Some researchers posit that individuals use confabulation to piece together what they believe is the most likely sequence of events. This is because the events described in many Mandela effect cases are quite close to what actually transpired.

False memories

A simpler explanation for the effect lies in a person’s inability to remember events accurately. 

This may occur when facts become distorted because of the passage of time. Crime eyewitnesses are often unable to recall certain subtle details of a crime, which may lead to gap-filling.

The “memefication” of the internet is also a contributor. Users are free to alter sayings, logos, or images and then harness the ability of the internet to spread misinformation rapidly. 

Examples of the Mandela effect

The frowning Mona Lisa

Many art admirers insist that the subject of Leonardo da Vinci’s painting is frowning, even though she is clearly smirking. 

Researchers believe that the tendency for artworks of that period to feature frowning subjects has led people to form inaccurate memories.

Monopoly Man

The mascot of the popular board game Monopoly is often thought to be wearing a monocle.

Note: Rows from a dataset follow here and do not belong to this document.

PR #993, opened 2021-09-25
Fix custom avatar footsteps

dpogue:
The age and page names for footstep sounds are stored in the plArmatureMod data, but the effects were getting initialized before those values were read, so they were always using the defaults of "GlobalAvatars" and "Audio". This results in the custom footstep sounds for Quabs not taking effect in-game.

However, this will break footstep sounds for other custom avatars who *do* want to use the global sounds, because the age name is exported as "CustomAvatars" instead of "GlobalAvatars" in their plLODAvatarMod data.  
The custom avatar data can easily be fixed in the compiled data files in the moul-assets repo.

This change include an update to PlasmaMax so that if the avatar footstep page is set to "Audio" it will export with a hardcoded "GlobalAvatars" age, otherwise it will use the current age name. If the footstep page field is left blank, it will export an avatar with no plArmatureEffectsMgr (which is valid and supported by the engine).

This also includes a change to PlasmaMax to stop generating unneeded plClothingOutfit and plClothingBase objects for avatars with "(No Clothing Options)" selected. The engine is perfectly happy with avatars that have a null clothing outfit.

### DIFF
--- a/Sources/Plasma/PubUtilLib/plAvatar/plArmatureMod.cpp
+++ b/Sources/Plasma/PubUtilLib/plAvatar/plArmatureMod.cpp
@@ -1746,47 +1746,11 @@ void plArmatureMod::Read(hsStream * stream, hsResMgr *mgr)
 
     fBodyType = stream->ReadLE32();
 
-    if( stream->ReadBool() )
-    {
-        plKey effectMgrKey = mgr->ReadKey(stream);
-        mgr->AddViaNotify(effectMgrKey, new plGenRefMsg(GetKey(), plRefMsg::kOnCreate, -1, -1), plRefFlags::kActiveRef); // plArmatureEffects       
-
-        // Attach the Footstep emitter scene object
-        hsResMgr *mgr = hsgResMgr::ResMgr();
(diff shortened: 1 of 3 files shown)


Hoikas:
> However, this will break footstep sounds for other custom avatars who do want to use the global sounds, because the age name is exported as "CustomAvatars" instead of "GlobalAvatars" in their plLODAvatarMod data.
> The custom avatar data can easily be fixed in the compiled data files in the moul-assets repo.

Could we add a fallback to `GlobalAvatars` if the custom avatar age's audio page doesn't exist?

dpogue:
> Could we add a fallback to `GlobalAvatars` if the custom avatar age's audio page doesn't exist?

yes, fairly easily. Do we want to fall back to `GlobalAvatars_<customname>` or `GlobalAvatars_Audio`?

Hoikas:
Hmm, that's a good question. Do you have a preference? I can see arguments for both.

dpogue:
`GlobalAvatars_Audio` probably makes the most sense, that's the only option in GlobalAvatars currently

dpogue:
This should be ready to go

PR #994, opened 2021-10-02
vcpkg upgrade

Hoikas:
Routine vcpkg upgrade with some not-so-routine fixes. This pulls down a patch I submitted to fix the python3 build on GHA windows-2019 runners due to what appears to be a bug in the Windows SDK. Also, we now use the newfangled `VCPKG_DISABLE_COMPILER_TRACKING` to avoid including the hash of cl.exe in the binarycache. So, hopefully, folks will actually download the libraries from GitHub Packages now, instead of rebuilding them from scratch because they have a slightly newer or older VS.

Before merging:
- [x] Check that python39.dll is present in the artifacts.
- [x] Ensure all 3ds Max builds succeed.

Updated Libraries:
- asio 1.19.2
- curl 7.79.1
- libjpeg-tubo 2.0.6#1
- libvpx 1.10.0#2
- openssl 1.1.1l#1
- Python 3.9.7#1
- sqlite3 3.36.0
- zlib 1.2.11#12

### DIFF
--- a/Scripts/Triplets/x64-windows-plasma.cmake
+++ b/Scripts/Triplets/x64-windows-plasma.cmake
@@ -1,6 +1,6 @@
 set(VCPKG_TARGET_ARCHITECTURE x64)
 set(VCPKG_CRT_LINKAGE dynamic)
-
+set(VCPKG_DISABLE_COMPILER_TRACKING TRUE)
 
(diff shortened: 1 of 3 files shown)


Hoikas:
The binary cache hashes are still showing a mismatch from my local build and CI, but I think that may be because my CMake version does not match what's on CI. I don't think that should block this PR, though.

dpogue (approved):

Upon closer inspection, however, the mascot is not wearing a monocle. It is thought that people confuse the Monopoly mascot with the Planters peanut company mascot, Mr. Peanut.

Life is like a box of chocolates

In the oft-quoted movie Forrest Gump, many assume that Tom Hanks utters the line “Life is like a box of chocolates.”

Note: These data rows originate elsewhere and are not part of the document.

PR #997, opened 2021-10-05
More PhysX Character Handling

Hoikas:
More work to battle trouble points with the PhysX Character Handling. Specifically addressed:
- It should no longer be possible to get stuck falling wedged between nearly parallel 90 degree colliders or against collisions of angles > 90 degrees (Relto Hut Lamps)
- There should no longer be a visible toss-back effect when jumping into a wall.
- Remaining toe-stubs should be less grabby than before (resolved problems on the Relto stairs, Kahlo Pub, Kadish X2 Vault stairs).
- Increased the fall threshold back to 60 degrees to better match the previous behavior.
- The avatar should no longer fall down the threshold of stairs.
- The stair slow down effect should be imperceptible now (we do **not** go ***faster up the stairs***, though, unlike MOULa/PX26)
- Grazing walls should no longer kill the avatar's momentum, especially when ascending stairs.


Hoikas:
Closing in favor of #1127.

PR #1001, opened 2021-10-08
SDL Console Command Improvements

### LINKED ISSUE #987: Add Console command to reset all Age SDL to default values
I couldn't see anything that obviously achieved this result, but it seems like a useful thing for Age developers to be able to reset an Age to its initial state.

There's probably a more convoluted way to achieve this by removing the Age instance and creating a new one, but a simple `Age.ResetSDLStates` that happened in real-time would be ideal

Hoikas:
This addresses some problems with the Age SDL console commands:

There are three different forms of Age SDL, two of which the client knows about: vault SDL and python/gameserver SDL. On DirtSand, these are always equivalent, but not so on other server types. Previously, the ShowSDL command showed the vault SDL but the SetSDL commands modified the python SDL. Therefore, `Age.ShowSDL` has been split into two commands: `Age.ShowPythonSDL` and `Age.ShowVaultSDL`. @Deledrius can now be happy.

`Age.ResetPythonSDL` has been added. Closes #987.

Fixed bugs where scripts seem to assume that SDL bools will str to numbers. Fixed memory leaks in the SetSDL commands.

### DIFF
--- a/Scripts/Python/xPodBattery.py
+++ b/Scripts/Python/xPodBattery.py
@@ -83,16 +83,16 @@ behSpeaker04            = ptAttribResponder(25, "Beh: Speaker04")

However, the actual line is “Life was like a box of chocolates.” Emphasis added. 

Tank man 

During the 1989 Tiananmen Square protests, it is sometimes assumed that the unidentified man who stands in front of a tank was run over and killed.

This is despite video evidence to the contrary showing the man being detained and led away from the scene after a brief confrontation.

Froot Loops

The sugary breakfast cereal made by Kellogg’s first hit supermarket shelves in 1963. On the front of the box, four of the colorful circular cereal pieces were substituted for the letter “O” to spell the words “Froot Loops”. 

However, despite the brand having been spelled this way for over 60 years, many consumers still believe it to be “Fruit Loops”.

Adding to the Mandela effect is the fact that the cereal is loaded with sugar and does not contain any fruit whatsoever.

Kit Kat

The popular Nestlé chocolate bar brand has never been spelled “Kit-Kat” with a dash.

It was named the Kit Kat Chocolate Crisp by original owner Rowntree’s in 1937 and was then shortened to Kit Kat after the Second World War.

When Nestlé acquired Rowntree’s in 1987, the name remain unchanged.

Jif peanut butter

Jif is an American peanut butter brand founded in 1956 that was purchased by multinational company Proctor & Gamble in 2001.

Jif has been the largest such brand in the United States since 1981, but consumers believe the brand is called “Jiffy”.

The Mandela effect in this case may stem from confusion caused by unrelated brands with a similar name.

One source of confusion could be Jiffy Pop popcorn, while another is the popular Jiffy brand of all-purpose baking mix.

There is also the potential that consumers are mixed up with the name of Jif’s main competitor, Skippy. 

Coca-Cola Zero Sugar

Coca-Cola is one of the most recognizable brands in the world and has released numerous variations of its original cola-based beverage. 

Many Coca-Cola fanatics believe that the company’s sugar-free cola drink is called “Coke Zero”. In actuality, every such drink is labeled as “Coca-Cola Zero Sugar” or “Coca-Cola Zero”. 

There are two possible causes in this case. The first is that a small “Coke Zero” logo was printed on the back of the bottle where ingredients were listed.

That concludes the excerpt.